In der Grundschule wird „Wasser“ zu „Wassa“

Denise Ludwig
Foto: dpa
Heutzutage lernen die Kinder in der Grundschule die Rechtschreibung nach Gehör. So soll die Lust am Schreiben geweckt werden. Eine Weseler Mutter übt Kritik.

Wesel.  Juliane N.* stehen die Haare zu Berge, wenn sie sich die Rechtschreibung ihrer Tochter ansieht. Sie schreibt „Wassa“ statt Wasser. 55 Fehler hatte sie in einem Aufsatz – und damit war sie in ihrer dritten Klasse längst nicht die Spitzenreiterin.

Heutzutage lernen die Kinder in der Grundschule die Rechtschreibung nach Gehör. So soll die Lust am Schreiben geweckt werden. Doch Mutter Juliane hält von dieser Methode nichts. „Wir Mütter verzweifeln“, sagt die Weselerin.

Loben heißt das Zauberwort in den ersten beiden Schuljahren. „Die Kinder sollen in den ersten zwei Jahren nur positive Rückmeldung bekommen, was das Schreiben an sich überhaupt angeht“, sagt Juliane N. „Bloß im dritten Schuljahr ist es jetzt falsch – und nicht mehr nur ‘nicht ganz richtig’.“ Will sie ihre Tochter zu Hause bei den Hausaufgaben korrigieren, widerspricht ihr Kind mit dem Argument: „Der Lehrer sagt, das Wort sei gut geschrieben“. Die Mütter sorgen sich, dass die Umstellung auf die richtige Rechtschreibung, wie sie in Klasse drei dann anhand von Regeln erklärt wird, nicht schaffen. „Wie soll das Kind denn lernen, wenn es mit richtig schwierigen Wörtern konfrontiert wird, wenn es selbst die einfachen Grundregeln nicht beherrscht?“, fragt sich Juliane N.

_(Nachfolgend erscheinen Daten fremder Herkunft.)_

PR #8390, opened 2022-12-15
Enable Nullability in multiple `Design` classes

elachlan:
Enable Nullability in multiple Design classes

Related: #8342

###### Microsoft Reviewers: [Open in CodeFlow](https://portal.fabricbot.ms/api/codeflow?pullrequest=https://github.com/dotnet/winforms/pull/8390)

### DIFF
--- a/src/System.Windows.Forms.Design/src/PublicAPI.Shipped.txt
+++ b/src/System.Windows.Forms.Design/src/PublicAPI.Shipped.txt
@@ -71,10 +71,10 @@ override System.Drawing.Design.ColorEditor.PaintValue(System.Drawing.Design.Pain
 ~override System.Drawing.Design.FontEditor.GetEditStyle(System.ComponentModel.ITypeDescriptorContext context) -> System.Drawing.Design.UITypeEditorEditStyle
 ~override System.Drawing.Design.FontNameEditor.GetPaintValueSupported(System.ComponentModel.ITypeDescriptorContext context) -> bool
 ~override System.Drawing.Design.FontNameEditor.PaintValue(System.Drawing.Design.PaintValueEventArgs e) -> void
-~override System.Drawing.Design.IconEditor.EditValue(System.ComponentModel.ITypeDescriptorContext context, System.IServiceProvider provider, object value) -> object
-~override System.Drawing.Design.IconEditor.GetEditStyle(System.ComponentModel.ITypeDescriptorContext context) -> System.Drawing.Design.UITypeEditorEditStyle
-~override System.Drawing.Design.IconEditor.GetPaintValueSupported(System.ComponentModel.ITypeDescriptorContext context) -> bool
-~override System.Drawing.Design.IconEditor.PaintValue(System.Drawing.Design.PaintValueEventArgs e) -> void
+override System.Drawing.Design.IconEditor.EditValue(System.ComponentModel.ITypeDescriptorContext? context, System.IServiceProvider! provider, object? value) -> object?
+override System.Drawing.Design.IconEditor.GetEditStyle(System.ComponentModel.ITypeDescriptorContext? context) -> System.Drawing.Design.UITypeEditorEditStyle
+override System.Drawing.Design.IconEditor.GetPaintValueSupported(System.ComponentModel.ITypeDescriptorContext? context) -> bool
+override System.Drawing.Design.IconEditor.PaintValue(System.Drawing.Design.PaintValueEventArgs! e) -> void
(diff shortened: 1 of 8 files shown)


src/System.Windows.Forms.Design/src/PublicAPI.Shipped.txt
```diff
@@ -659,10 +659,10 @@ System.Windows.Forms.Design.Behavior.SnapLine.SnapLine(System.Windows.Forms.Desi
...
 ~virtual System.Drawing.Design.IconEditor.GetFileDialogDescription() -> string
 ~virtual System.Drawing.Design.IconEditor.LoadFromStream(System.IO.Stream stream) -> System.Drawing.Icon
-~virtual System.Drawing.Design.ImageEditor.GetExtensions() -> string[]
-~virtual System.Drawing.Design.ImageEditor.GetFileDialogDescription() -> string
-~virtual System.Drawing.Design.ImageEditor.GetImageExtenders() -> System.Type[]
-~virtual System.Drawing.Design.ImageEditor.LoadFromStream(System.IO.Stream stream) -> System.Drawing.Image
+virtual System.Drawing.Design.ImageEditor.GetExtensions() -> string![]!
+virtual System.Drawing.Design.ImageEditor.GetFileDialogDescription() -> string!
+virtual System.Drawing.Design.ImageEditor.GetImageExtenders() -> System.Type![]!
+virtual System.Drawing.Design.ImageEditor.LoadFromStream(System.IO.Stream! stream) -> System.Drawing.Image!
```
elachlan, line 665: `LoadFromStream` does a null check `ArgumentNullException.ThrowIfNull(stream);`. I am unsure what to do with the annotation here?

elachlan: Remembered I got told about this before:
> They stay annotated as not-null and we leave the null check in place. Being annotated as not-null doesn't change behavior at run-time, so the null check is there to validate null isn't being passed in, just as before.

https://github.com/dotnet/runtime/pull/79429#discussion_r1044033195

elachlan:
@lonitra I think the test failures are unrelated?

src/System.Windows.Forms.Design/src/System/Drawing/Design/IconEditor.cs
```diff
@@ -48,12 +46,12 @@ protected static string CreateExtensionsString(string[] extensions, string sep)
         protected static string CreateFilterEntry(IconEditor editor)
         {
             string description = editor.GetFileDialogDescription();
-            string extensions = CreateExtensionsString(editor.GetExtensions(), ",");
-            string extensionsWithSemicolons = CreateExtensionsString(editor.GetExtensions(), ";");
+            string? extensions = CreateExtensionsString(editor.GetExtensions(), ",");
```
lonitra, line 49: I think there is some inconsistency here. The first parameter in `CreateExtensionsString()` is nullable, but it looks like every time `CreateExtensionsString()` is called we are passing in the return value of `GetExtensions()` which is currently nonnullable. Could you verify whether or not `GetExtensions()` ever returns a `null` value and adjust accordingly?

lonitra (changes requested):

src/System.Windows.Forms.Design/src/System/Drawing/Design/IconEditor.cs
elachlan: `GetExtensions` always returns a non-null value. `CreateExtensionsString` is `protected` so it is externally accessible. So a null value is possible. 

I've removed the nullability annotations on `CreateExtensionsString` parameter `extensions`. I think its best to let the user know that we expect a value. Since if you pass null, we return null.

elachlan: I think I might have been wrong here. In a stricter sense, if we throw a `ArguementNullException` or `ArguementException`, then it would make more sense to annotate that we don't want nulls. But because we handle it in code, I think we should have the nullability.

I think the idea is that if a null input is going to cause an error or invalid state, then we annotate it not null. This isn't the case here.

dreddy-work: Correct, while we like to make it explicit with respect to nullability, in this case, we are handling null values and it's been exposed publicly. We should mark it nullable for compatibility even when we internally never pass null. Our documentation is also doesn't enforce this.

dreddy-work (approved):

elachlan:
I rebased due to a clash. Apologies for that. The last commit is really the only change.

dreddy-work (approved):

„Immer eine individuelle Sache“

Dr. Heinzgerd Schott, Schulleiter des Konrad-Duden-Gymnasiums, kann nicht bestätigen, dass die Schüler in den letzten Jahren eine schlechtere Rechtschreibung an den Tag legten. „Eine Rechtschreib-Schwäche ist immer eine individuelle Sache, egal, mit welcher Methode man sie lernt“, meint er. Diese Methode - Schreiben nach Gehör - helfe Kindern dabei, möglichst schnell Gedanken in Schriftform zu bringen. Das motiviere die Schüler.

Was aber, wenn ein Kind undeutlich spricht, zum Beispiel weil es aus einem anderen Land oder Bundesland hergezogen ist? Kindern mit einer deutlichen Aussprache fiele die Rechtschreibung in der Regel leichter, meint Heike Romanski, Leiterin der Blumenkamper Grundschule. Kinder, die Probleme haben, erhielten spezielle Förderungen.

Dass falsch geschriebene Wörter der Schüler aber so gar nicht korrigiert werden, will die Schulleiterin nicht stehen lassen. „Wörter, die im Unterricht bereits erlernt worden sind, werden verbessert.“ Allerdings nicht in freien Texten wie Aufsätzen, sondern in gelernten Texten. „Sonst würde man die Schreibfreude hemmen“, begründet Romanski. Auch in der Innenstadt-Grundschule schreiben die Lehrer in der Regel die richtigen Wörter unter den Text, schildert Leiterin Astrid Wahl-Weber. Ob die Rechtschreibung der Kinder durch diese Methodik nun besser oder schlechter geworden ist, können die Schulleiterinnen nicht sagen. „Man versucht eben, den Individualitäten der Kinder gerecht zu werden“, sagt Wahl-Weber.